When Barabási’s team iden­ti­fied this ele­ment of uni­ver­sality common among the struc­tures of com­plex net­works, it laid the foun­da­tion for an entirely new field of research: net­work sci­ence. But Barzel wanted to take this fur­ther. “So what if these com­plex net­works have the same struc­tures. Does that mean that they’ll have the same behavior?” he wondered.

When Barzel joined Barabási’s lab, he didn’t expect the answer to his ques­tion to be yes. “You take human beings and pro­teins and you con­struct the exact same net­work from the two enti­ties, why would you expect them to behave the same?” he said. “My feeling was some­thing was missing.”

A net­work con­sists of a bunch of nodes with links con­necting them, and they all look very sim­ilar regard­less of what the lines and dots rep­re­sent. “What doesn’t appear there,” said Barzel, “is the story behind the links.”

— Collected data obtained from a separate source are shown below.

PR #1477, opened 2026-06-22
 add iio_context_ping() API and iio_ping utility

999Marius:
## PR Description

This PR adds `IIOD_OP_NOP` (opcode 27), a new no-operation command to the IIOD binary protocol, along with a public `iio_context_ping()` API and an `iio_ping` command-line utility. It gives applications a way to verify that a remote IIO context (network, USB, serial) is still alive and responsive , without touching any hardware or changing device state.

### Benefits
- Enables connection checks without reading attributes or changing state
- Works across all remote backends (network, USB, serial) through a single API call
- Includes `iio_ping` utility for  connection testing

### Changes
  - Add IIOD_OP_NOP (opcode 27) to iiod-responder.h, handle_nop() to iiod/responder.c, and iiod_client_nop()
  to iiod-client.c
  - Add .ping to iio_backend_ops and implement iio_context_ping() in context.c with -EINVAL fallback to
  iio_context_set_timeout()
  - Add network_ping(), usb_ping(), serial_ping(), local_ping(), emu_ping() to their respective backends
  - Add iio_ping utility with -c and -i options, and man page

### How it works

1. The caller invokes `iio_context_ping(ctx)`.
2. `iio_context_ping()` calls `ctx->ops->ping(ctx)` for example `network_ping()` for a network context.
3. `network_ping()` calls `iiod_client_nop(pdata->iiod_client)`.
4. `iiod_client_nop()`  builds an `iiod_command` with `op = IIOD_OP_NOP` and sends it via `iiod_io_exec_simple_command()`. 
5. The reader thread dispatches opcode 27 to `handle_nop()`, which calls `iiod_io_send_response_code(io, 0)` and the client returns 0.

### Usage

```c
/* API */
struct iio_context *ctx = iio_create_context(NULL, "ip:192.168.1.10");

if (iio_context_ping(ctx) < 0) {
    iio_context_destroy(ctx);
    ctx = iio_create_context(NULL, "ip:192.168.1.10");
}
```

```sh
# CLI
iio_ping -u ip:192.168.0.2 -c 4 -i 1000
PING ip backend (Linux pi5 6.12.62+rpt-rpi-2712 #1 SMP PREEMPT Debian 1:6.12.62-1+rpt1 (2025-12-18) aarch64 192.168.0.2)
Reply from ip: seq=0 time=1.616 ms
Reply from ip: seq=1 time=2.038 ms
Reply from ip: seq=2 time=2.732 ms
Reply from ip: seq=3 time=1.983 ms

--- ip ping statistics ---
4 requests sent, 4 received, 0.0% loss
```

## PR Type

## PR Checklist

### DIFF
--- a/context.c
+++ b/context.c
@@ -667,6 +667,14 @@ int iio_context_set_timeout(struct iio_context *ctx, int timeout)
 	return 0;
 }
 
+int iio_context_ping(struct iio_context *ctx)
+{
+	if (!ctx->ops->ping)
+		return -ENOTSUP;
+
+	return ctx->ops->ping(ctx);
+}
+
 const struct iio_backend *const iio_backends[] = {
 	IIO_IF_ENABLED(WITH_LOCAL_BACKEND, &iio_local_backend),
 	IIO_IF_ENABLED(WITH_NETWORK_BACKEND && !WITH_NETWORK_BACKEND_DYNAMIC, &iio_ip_backend),
--- a/iiod-client.c
+++ b/iiod-client.c
@@ -1947,3 +1947,19 @@ int iiod_client_reg_write(struct iiod_client *client, const struct iio_device *d
 
 	return iiod_io_wait_for_command_done(io);
 }
+
+int iiod_client_nop(struct iiod_client *client)
+{
+	struct iiod_command cmd;
+	struct iiod_io *io;
+
+	if (!iiod_client_uses_binary_interface(client))
+		return -ENOTSUP;
+
+	cmd.op = IIOD_OP_NOP;
+	cmd.dev = 0;
+	cmd.code = 0;
+
+	io = iiod_responder_get_default_io(client->responder);
+	return iiod_io_exec_simple_command(io, &cmd);
+}
--- a/bindings/cpp/iio.hpp
+++ b/bindings/cpp/iio.hpp
@@ -683,6 +683,7 @@ public:
     optional<Device> device(unsigned int idx) const { return impl::maybe<Device>(iio_context_get_device(p, idx)); }
     optional<Device> find_device(cstr name) const {return impl::maybe<Device>(iio_context_find_device(p, name));}
     void set_timeout(int timeout_ms){impl::check(iio_context_set_timeout(p, timeout_ms), "iio_context_set_timeout");}
+    void ping(){impl::check(iio_context_ping(p), "iio_context_ping");}
     iio_context_params const * params() const {return iio_context_get_params(p);}
     void set_data(void * data){iio_context_set_data(p, data);}
     void * data() const {return iio_context_get_data(p);}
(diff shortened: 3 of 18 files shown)


context.c
```diff
@@ -667,6 +667,24 @@ int iio_context_set_timeout(struct iio_context *ctx, int timeout)
...
+
+	if (!ctx->ops->ping)
+		return -ENOTSUP;
+
+	ret = ctx->ops->ping(ctx);
+
+	/* Old servers don't know IIOD_OP_NOP and return -EINVAL.
+	 * Fall back to set_timeout which does a real round-trip
+	 * without touching hardware. */
+	if (ret == -EINVAL)
```
dNechita: there should be no fallback. If the IIOD does not have support then that is that. The contract that is mentioned in iio.h states that "does not access hardware or change any device state" but this fallback can potentially change timeout which changes the state of the IIOD and how libiio interacts with the hardware. Also, setting timeout is only supported in v1 which means that if v0 is present then the fallback won't work anyway.

dNechita (commented):
There is a typo in the first commit message. It's a tab splitting a word:
"is st	ill alive without side effects."

iiod-client.c
```diff
@@ -1947,3 +1947,27 @@ int iiod_client_reg_write(struct iiod_client *client, const struct iio_device *d
...
+		return iiod_io_exec_simple_command(io, &cmd);
+	} else {
+		char buf[] = "NOP\r\n";
+		int ret;
+
+		iio_mutex_lock(client->lock);
+		ret = iiod_client_exec_command(client, buf);
+		iio_mutex_unlock(client->lock);
+
+		return ret;
```
dNechita: The ASCII IIOD does not recognise the NOP command, so there is no clear reason to send it. We should either implement support for it on the IIOD side or return a “not supported” error in the fallback (else) branch.
In general, no new features were added to the ASCII IIOD beyond the timeout handling, and nothing was implemented for event attributes. The current approach is therefore to introduce new functionality only in the binary IIOD.

context.c
999Marius: Fixed, removed the v0 fallback. Now iio_context_ping is exlusive to v1 binary protocol.

iiod-client.c
999Marius: Fixed, removed the ASCII else branch. NOP is now sent exclusively through the binary protocol.

999Marius:
**Update v1:**
 - Removed ASCII fallback from iiod_client_nop(), NOP is binary-protocol only
 - iio_context_ping() now returns the backend result of ping directly, no special handling for v0 server

dNechita (approved):
Looks good!

999Marius:
**Update 2:**
- Added python/csharp/cpp bindings for `iio_context_ping`

dNechita (approved):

It’s that story—translating the con­nec­tion between two things into their influ­ence on each other—that is so impor­tant to moving from struc­ture to behavior.

For instance, recall those highly con­nected nodes. You might expect that a person con­nected to thou­sands of other indi­vid­uals will have a bigger impact on the net­work than a person only con­nected to 10 or 15 others. But if the highly con­nected indi­vidual has no influ­ence over his con­nec­tions, he won’t have much power to change the system.

In the new Nature Physics paper, Barzel explains that when he looked at the pat­terns of influ­ence rather than merely the struc­tural pat­terns, he found another level of uni­ver­sality that he did not expect. “I was aiming to find that once you account for dynam­ical behavior, every­thing is dif­ferent,” he said.

But in fact, while a net­work of pro­teins and a net­work of humans have dif­ferent micro­scopic behav­iors (pro­teins react with each other, humans talk with each other), they, and all other com­plex net­works, are forced to follow just one of a small set of dis­tinc­tive types of behaviors.

At the macro­scopic level, only a few of those micro­scopic details matter. And so with just a little bit of key infor­ma­tion about a par­tic­ular net­work, Barzel and his col­leagues are now able to make pre­dic­tions about how a system will behave under var­ious circumstances.